== What you will do ==
Collect all lines containing the word "first" from the data.

== Saved data entries ==
------------------------------------------------------------
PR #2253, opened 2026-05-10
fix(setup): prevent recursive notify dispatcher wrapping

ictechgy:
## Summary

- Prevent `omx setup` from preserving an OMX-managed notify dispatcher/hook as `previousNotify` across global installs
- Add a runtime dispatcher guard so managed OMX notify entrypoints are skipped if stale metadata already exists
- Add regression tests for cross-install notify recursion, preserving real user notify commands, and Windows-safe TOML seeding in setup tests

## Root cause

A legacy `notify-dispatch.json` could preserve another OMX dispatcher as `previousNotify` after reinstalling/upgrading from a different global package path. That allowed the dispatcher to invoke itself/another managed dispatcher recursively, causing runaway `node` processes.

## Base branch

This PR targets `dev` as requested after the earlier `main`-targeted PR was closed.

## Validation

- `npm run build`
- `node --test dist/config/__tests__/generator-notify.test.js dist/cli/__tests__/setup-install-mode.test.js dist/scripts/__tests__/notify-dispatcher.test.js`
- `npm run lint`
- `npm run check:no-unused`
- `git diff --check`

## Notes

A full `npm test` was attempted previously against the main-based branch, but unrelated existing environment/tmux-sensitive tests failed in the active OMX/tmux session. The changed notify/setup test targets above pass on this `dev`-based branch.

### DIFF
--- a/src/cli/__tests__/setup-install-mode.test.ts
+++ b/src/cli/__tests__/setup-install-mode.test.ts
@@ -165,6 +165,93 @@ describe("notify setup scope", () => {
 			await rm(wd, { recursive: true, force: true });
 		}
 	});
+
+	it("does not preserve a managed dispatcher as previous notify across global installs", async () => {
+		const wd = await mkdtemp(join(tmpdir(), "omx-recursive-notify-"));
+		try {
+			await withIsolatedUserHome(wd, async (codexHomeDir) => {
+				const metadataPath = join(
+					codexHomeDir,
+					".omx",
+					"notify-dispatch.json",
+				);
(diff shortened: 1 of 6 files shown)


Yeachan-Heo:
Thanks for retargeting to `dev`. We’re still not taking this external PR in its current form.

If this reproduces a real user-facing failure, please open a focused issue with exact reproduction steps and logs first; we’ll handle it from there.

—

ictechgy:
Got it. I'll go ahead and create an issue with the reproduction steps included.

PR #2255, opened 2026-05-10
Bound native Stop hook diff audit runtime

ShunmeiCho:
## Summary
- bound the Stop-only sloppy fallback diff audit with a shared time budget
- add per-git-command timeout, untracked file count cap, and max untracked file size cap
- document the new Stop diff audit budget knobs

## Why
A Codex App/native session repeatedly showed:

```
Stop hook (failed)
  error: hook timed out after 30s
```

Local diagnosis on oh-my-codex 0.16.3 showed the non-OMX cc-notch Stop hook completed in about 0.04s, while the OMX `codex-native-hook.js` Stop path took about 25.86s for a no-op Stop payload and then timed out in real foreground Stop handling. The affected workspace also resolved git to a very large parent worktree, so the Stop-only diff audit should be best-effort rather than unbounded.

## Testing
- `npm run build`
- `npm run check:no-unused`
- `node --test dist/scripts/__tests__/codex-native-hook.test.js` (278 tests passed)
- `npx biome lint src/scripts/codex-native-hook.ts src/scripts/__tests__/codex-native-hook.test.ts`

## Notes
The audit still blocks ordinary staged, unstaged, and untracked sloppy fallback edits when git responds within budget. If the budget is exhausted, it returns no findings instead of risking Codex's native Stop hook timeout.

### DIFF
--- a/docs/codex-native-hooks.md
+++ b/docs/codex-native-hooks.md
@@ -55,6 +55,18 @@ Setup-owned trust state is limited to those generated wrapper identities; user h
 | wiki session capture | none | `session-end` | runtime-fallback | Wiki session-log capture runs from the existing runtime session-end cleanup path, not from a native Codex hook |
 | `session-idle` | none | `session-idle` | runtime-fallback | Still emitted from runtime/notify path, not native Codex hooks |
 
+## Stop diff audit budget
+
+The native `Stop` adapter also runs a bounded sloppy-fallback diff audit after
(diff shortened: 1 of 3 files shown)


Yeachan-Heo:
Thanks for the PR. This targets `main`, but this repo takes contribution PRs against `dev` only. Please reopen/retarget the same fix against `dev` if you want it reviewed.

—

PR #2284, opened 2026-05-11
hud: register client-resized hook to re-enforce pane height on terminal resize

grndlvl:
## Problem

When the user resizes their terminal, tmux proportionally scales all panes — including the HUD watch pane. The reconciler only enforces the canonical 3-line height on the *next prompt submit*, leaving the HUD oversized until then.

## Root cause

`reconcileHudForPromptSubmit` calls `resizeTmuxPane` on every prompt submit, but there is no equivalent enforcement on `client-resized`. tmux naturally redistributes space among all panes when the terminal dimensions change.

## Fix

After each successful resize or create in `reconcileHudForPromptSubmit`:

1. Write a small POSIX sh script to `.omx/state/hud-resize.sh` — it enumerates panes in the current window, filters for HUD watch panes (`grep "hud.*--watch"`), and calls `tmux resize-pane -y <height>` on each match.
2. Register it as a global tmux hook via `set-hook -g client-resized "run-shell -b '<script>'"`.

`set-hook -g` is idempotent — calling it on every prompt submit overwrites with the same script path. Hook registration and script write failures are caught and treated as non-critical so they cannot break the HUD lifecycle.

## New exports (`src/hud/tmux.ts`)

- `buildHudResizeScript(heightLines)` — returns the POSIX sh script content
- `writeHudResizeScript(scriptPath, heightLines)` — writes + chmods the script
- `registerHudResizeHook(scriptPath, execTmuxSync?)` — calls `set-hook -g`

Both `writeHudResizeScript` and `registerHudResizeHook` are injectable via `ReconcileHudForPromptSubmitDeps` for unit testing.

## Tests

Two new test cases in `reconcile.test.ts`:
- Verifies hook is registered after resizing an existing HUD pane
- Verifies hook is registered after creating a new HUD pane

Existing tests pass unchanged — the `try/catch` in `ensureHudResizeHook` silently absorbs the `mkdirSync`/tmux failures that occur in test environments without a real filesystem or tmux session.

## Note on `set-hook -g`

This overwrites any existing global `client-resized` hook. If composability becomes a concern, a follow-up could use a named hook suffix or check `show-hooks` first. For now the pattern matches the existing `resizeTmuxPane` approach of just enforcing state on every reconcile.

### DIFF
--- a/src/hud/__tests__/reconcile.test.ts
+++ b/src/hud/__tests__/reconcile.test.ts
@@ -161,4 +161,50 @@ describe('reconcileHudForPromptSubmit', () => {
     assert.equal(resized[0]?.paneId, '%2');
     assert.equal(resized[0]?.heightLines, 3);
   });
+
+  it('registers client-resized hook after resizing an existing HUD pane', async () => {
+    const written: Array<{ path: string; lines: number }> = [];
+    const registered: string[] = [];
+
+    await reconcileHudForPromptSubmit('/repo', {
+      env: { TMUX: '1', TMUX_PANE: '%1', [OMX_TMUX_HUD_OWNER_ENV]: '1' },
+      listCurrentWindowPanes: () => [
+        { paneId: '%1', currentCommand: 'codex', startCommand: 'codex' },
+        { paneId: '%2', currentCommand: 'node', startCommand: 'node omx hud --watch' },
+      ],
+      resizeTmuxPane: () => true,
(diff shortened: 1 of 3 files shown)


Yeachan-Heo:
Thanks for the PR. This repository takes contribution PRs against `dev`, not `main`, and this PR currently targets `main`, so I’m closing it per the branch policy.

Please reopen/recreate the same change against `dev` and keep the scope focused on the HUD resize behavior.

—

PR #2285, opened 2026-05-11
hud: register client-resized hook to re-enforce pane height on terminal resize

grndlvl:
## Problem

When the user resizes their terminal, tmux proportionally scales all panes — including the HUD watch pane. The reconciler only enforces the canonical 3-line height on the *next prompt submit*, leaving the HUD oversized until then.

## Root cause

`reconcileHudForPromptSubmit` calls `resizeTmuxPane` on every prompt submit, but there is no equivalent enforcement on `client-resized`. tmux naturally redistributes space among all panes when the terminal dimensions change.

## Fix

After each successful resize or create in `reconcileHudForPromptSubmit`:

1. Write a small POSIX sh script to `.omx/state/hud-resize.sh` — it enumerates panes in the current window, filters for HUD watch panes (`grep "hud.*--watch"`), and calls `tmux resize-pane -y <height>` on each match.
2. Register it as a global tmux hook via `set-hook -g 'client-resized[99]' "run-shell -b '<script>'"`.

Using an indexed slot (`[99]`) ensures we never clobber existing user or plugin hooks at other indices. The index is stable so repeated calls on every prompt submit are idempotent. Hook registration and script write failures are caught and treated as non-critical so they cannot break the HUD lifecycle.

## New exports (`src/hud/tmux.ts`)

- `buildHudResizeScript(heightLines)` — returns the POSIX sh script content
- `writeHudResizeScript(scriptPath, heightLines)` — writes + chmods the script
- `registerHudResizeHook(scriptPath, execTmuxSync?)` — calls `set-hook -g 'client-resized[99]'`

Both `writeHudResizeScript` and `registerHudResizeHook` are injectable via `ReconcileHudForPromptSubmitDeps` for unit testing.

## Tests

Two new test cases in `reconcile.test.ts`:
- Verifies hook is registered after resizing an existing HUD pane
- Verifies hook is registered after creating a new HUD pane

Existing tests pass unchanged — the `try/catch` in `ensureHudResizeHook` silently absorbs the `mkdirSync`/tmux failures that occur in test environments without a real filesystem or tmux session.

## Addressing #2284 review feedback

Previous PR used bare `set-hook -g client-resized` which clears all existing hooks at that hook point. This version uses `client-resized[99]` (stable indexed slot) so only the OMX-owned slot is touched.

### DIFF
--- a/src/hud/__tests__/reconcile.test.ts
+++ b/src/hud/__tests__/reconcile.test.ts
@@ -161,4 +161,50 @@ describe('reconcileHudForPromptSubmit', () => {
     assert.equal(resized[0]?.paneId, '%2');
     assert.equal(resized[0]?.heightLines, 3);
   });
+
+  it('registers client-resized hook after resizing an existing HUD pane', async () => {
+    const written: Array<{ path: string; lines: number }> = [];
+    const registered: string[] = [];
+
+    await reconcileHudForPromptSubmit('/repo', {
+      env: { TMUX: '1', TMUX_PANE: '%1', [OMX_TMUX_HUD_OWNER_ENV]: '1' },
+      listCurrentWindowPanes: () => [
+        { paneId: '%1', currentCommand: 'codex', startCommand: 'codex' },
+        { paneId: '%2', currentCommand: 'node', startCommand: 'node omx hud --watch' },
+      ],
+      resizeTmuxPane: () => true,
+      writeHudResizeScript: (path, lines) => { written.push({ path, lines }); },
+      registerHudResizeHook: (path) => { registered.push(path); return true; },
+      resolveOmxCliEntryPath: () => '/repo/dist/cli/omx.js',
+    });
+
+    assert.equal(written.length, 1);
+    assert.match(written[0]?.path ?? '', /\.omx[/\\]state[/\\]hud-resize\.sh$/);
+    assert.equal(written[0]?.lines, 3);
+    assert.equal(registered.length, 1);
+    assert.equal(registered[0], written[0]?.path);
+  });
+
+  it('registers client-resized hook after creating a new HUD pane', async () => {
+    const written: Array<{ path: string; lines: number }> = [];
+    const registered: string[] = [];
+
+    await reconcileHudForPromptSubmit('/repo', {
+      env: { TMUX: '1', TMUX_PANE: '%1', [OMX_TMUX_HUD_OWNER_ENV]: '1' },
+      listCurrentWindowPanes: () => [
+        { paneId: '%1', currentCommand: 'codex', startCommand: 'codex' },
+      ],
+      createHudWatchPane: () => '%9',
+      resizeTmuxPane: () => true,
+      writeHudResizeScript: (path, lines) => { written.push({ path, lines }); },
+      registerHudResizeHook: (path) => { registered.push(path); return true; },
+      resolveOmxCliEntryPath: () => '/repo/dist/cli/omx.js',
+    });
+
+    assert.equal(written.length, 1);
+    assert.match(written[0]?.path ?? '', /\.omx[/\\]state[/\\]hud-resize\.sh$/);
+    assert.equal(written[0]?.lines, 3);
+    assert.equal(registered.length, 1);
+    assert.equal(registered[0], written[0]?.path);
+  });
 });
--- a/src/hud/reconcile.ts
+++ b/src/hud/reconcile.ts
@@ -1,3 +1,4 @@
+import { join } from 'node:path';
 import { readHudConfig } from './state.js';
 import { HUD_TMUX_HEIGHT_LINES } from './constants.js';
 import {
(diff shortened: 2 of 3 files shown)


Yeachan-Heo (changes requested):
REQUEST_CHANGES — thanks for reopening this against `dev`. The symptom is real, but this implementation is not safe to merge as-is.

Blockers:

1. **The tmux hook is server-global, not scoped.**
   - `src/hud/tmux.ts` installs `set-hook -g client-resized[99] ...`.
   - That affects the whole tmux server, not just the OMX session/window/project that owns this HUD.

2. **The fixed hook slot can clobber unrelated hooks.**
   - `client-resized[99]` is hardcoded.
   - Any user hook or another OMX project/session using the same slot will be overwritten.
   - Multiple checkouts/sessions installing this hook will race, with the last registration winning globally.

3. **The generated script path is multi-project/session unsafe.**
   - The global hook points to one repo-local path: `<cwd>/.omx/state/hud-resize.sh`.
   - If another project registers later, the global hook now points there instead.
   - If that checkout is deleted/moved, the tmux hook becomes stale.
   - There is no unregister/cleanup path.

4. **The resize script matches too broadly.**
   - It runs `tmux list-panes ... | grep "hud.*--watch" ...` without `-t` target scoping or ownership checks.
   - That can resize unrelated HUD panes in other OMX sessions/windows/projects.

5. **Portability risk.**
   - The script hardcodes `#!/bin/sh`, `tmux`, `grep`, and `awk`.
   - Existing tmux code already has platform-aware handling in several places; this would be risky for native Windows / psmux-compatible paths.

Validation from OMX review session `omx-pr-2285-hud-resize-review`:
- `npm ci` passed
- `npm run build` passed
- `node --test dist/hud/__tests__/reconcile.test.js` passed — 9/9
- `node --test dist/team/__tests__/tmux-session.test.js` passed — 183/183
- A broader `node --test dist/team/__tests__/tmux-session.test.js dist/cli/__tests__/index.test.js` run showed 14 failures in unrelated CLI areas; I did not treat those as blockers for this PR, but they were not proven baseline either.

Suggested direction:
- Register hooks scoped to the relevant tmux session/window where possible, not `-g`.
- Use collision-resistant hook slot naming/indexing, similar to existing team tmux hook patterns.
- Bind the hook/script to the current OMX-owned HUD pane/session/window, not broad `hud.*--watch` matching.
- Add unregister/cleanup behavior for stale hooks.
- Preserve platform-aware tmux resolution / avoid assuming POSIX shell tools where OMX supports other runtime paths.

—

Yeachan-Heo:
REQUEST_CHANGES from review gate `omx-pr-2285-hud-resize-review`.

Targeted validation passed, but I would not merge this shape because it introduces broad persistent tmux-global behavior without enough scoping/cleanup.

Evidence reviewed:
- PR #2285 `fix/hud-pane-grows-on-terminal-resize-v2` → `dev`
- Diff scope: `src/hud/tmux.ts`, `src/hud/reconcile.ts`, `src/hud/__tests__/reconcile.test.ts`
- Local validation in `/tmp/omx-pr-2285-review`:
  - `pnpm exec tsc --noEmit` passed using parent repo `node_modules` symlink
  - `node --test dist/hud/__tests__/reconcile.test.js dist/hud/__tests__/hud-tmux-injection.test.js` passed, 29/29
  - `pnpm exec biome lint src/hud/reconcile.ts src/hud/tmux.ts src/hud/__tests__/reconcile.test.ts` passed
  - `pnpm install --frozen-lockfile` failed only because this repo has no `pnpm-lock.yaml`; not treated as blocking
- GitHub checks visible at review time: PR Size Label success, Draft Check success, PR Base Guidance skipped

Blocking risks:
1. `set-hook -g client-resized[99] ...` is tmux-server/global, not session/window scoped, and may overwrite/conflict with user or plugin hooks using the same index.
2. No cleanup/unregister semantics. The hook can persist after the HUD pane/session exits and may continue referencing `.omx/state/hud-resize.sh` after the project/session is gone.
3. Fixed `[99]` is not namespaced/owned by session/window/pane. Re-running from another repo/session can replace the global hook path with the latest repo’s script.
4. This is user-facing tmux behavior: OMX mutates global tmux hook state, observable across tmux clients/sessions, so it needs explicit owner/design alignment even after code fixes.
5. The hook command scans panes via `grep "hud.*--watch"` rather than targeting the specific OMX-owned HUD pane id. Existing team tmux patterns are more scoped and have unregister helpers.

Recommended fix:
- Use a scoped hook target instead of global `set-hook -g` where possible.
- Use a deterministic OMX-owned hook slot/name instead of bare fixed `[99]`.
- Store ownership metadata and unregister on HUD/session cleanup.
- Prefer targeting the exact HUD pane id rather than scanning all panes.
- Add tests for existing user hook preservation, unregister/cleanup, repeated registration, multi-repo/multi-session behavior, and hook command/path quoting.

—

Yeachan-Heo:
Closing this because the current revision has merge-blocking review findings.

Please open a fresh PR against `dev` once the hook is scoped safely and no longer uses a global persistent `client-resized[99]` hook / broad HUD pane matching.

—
------------------------------------------------------------
== Problem solution ==
If this reproduces a real user-facing failure, please open a focused issue with exact reproduction steps and logs first; we’ll handle it from there.
This overwrites any existing global `client-resized` hook. If composability becomes a concern, a follow-up could use a named hook suffix or check `show-hooks` first. For now the pattern matches the existing `resizeTmuxPane` approach of just enforcing state on every reconcile.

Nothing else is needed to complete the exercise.